The task ▸
Copy out each line in the listing below where the word "make" appears.

Data ▸
════════════════
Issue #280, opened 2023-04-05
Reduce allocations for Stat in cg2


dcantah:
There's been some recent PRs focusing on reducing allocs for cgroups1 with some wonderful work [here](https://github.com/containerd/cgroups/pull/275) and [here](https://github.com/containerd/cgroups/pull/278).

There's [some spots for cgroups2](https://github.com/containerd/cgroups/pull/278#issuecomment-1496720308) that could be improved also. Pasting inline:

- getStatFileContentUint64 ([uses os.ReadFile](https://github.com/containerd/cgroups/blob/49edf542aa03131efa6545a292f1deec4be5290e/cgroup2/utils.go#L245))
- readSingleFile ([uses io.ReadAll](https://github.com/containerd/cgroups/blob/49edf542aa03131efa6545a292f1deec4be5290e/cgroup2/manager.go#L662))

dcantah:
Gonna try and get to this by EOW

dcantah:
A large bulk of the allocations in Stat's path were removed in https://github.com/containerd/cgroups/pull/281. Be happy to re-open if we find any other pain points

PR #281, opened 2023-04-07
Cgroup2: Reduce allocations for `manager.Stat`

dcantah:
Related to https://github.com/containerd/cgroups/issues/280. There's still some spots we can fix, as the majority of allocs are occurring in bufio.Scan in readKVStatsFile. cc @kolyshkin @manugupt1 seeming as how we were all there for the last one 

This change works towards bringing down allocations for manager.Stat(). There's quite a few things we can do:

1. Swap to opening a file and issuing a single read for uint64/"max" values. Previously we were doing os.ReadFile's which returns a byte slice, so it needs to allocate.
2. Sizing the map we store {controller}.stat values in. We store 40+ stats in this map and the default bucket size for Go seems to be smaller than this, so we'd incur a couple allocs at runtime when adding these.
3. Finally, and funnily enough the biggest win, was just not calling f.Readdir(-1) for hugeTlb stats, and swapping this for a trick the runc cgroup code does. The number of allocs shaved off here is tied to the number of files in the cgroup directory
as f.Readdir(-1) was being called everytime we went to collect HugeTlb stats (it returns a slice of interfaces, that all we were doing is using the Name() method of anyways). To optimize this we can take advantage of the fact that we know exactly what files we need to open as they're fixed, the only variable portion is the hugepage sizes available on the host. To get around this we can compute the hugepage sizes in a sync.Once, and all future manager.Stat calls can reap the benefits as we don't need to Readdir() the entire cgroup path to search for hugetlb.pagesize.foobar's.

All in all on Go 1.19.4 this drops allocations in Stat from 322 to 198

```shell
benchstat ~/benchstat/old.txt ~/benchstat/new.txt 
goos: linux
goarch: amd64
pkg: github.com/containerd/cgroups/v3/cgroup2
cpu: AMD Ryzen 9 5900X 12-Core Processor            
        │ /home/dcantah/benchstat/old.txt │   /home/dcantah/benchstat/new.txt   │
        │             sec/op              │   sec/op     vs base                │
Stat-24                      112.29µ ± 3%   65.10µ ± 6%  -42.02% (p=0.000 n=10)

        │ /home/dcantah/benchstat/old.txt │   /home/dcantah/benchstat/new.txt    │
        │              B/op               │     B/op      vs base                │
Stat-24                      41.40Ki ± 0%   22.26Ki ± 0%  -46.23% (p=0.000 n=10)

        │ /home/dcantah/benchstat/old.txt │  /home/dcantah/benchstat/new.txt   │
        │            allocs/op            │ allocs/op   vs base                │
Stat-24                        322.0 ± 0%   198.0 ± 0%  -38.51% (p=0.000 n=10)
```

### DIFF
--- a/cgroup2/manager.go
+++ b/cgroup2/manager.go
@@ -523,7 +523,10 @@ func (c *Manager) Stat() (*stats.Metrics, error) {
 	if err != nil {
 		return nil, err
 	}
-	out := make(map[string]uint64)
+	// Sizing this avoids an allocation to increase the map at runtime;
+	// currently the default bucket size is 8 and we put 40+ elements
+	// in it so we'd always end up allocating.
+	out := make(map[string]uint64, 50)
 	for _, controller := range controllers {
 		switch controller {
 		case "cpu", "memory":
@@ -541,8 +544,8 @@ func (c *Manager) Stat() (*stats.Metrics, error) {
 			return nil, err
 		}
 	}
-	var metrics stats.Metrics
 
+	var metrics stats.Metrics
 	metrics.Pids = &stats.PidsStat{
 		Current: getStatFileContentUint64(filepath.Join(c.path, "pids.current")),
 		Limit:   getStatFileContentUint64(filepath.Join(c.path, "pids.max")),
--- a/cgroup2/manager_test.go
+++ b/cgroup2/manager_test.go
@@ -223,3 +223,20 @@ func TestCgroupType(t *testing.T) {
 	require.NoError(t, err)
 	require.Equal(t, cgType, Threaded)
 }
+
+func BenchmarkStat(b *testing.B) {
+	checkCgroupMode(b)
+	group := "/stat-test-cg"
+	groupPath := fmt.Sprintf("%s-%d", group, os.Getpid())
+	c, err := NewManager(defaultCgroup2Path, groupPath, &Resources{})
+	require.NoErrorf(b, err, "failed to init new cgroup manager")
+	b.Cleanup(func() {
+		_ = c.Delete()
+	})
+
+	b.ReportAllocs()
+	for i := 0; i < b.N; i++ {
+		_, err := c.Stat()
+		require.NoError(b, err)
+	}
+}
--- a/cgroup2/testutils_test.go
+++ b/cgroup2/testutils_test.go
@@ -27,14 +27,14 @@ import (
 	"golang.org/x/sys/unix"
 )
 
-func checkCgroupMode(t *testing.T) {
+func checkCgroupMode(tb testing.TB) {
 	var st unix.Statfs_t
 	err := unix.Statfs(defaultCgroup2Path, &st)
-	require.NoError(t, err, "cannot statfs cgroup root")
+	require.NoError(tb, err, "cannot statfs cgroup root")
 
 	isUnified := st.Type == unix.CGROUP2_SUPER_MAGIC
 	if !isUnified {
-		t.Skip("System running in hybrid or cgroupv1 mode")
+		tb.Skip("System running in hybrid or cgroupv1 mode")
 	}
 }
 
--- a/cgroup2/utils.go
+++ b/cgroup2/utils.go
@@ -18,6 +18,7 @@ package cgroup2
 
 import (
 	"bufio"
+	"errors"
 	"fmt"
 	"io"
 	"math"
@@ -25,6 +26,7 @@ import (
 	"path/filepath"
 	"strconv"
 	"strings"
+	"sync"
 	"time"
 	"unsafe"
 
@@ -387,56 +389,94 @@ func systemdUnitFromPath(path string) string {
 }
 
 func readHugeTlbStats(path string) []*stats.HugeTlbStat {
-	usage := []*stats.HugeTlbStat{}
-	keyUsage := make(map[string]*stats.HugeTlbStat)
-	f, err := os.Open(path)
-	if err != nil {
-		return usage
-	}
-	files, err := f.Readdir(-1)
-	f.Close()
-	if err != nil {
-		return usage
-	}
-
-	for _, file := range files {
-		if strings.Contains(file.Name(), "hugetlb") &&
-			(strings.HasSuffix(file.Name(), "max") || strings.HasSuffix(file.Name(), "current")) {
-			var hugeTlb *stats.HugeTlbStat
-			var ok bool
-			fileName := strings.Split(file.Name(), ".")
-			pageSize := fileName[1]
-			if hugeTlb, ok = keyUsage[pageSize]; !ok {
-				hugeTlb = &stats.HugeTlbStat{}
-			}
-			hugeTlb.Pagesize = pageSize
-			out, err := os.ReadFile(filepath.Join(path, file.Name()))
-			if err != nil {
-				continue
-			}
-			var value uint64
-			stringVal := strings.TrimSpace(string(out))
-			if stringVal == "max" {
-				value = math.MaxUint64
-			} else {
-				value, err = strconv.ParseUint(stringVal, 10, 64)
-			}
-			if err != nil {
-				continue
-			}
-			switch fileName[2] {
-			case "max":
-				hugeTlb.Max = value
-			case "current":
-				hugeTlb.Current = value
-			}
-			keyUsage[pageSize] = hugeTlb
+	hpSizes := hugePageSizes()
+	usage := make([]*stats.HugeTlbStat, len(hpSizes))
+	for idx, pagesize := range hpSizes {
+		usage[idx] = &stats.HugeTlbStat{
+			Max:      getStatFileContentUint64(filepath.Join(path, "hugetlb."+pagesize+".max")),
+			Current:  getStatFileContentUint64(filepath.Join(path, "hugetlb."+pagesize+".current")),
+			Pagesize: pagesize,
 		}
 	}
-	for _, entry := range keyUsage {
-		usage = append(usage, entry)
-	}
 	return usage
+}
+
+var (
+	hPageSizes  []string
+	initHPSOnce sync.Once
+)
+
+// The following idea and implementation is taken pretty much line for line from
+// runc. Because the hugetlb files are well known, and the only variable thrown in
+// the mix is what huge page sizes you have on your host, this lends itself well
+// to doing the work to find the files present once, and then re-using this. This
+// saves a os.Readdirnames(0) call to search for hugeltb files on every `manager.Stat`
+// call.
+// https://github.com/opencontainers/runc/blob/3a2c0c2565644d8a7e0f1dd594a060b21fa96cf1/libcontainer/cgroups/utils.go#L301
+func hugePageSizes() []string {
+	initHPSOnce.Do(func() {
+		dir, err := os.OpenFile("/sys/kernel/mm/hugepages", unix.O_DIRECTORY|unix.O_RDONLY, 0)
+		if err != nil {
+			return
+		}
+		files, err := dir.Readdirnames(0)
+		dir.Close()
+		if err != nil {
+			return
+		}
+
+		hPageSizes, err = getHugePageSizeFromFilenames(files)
════════════════
Response to this task ▸
-	out := make(map[string]uint64)
+	out := make(map[string]uint64, 50)
-	keyUsage := make(map[string]*stats.HugeTlbStat)
+	usage := make([]*stats.HugeTlbStat, len(hpSizes))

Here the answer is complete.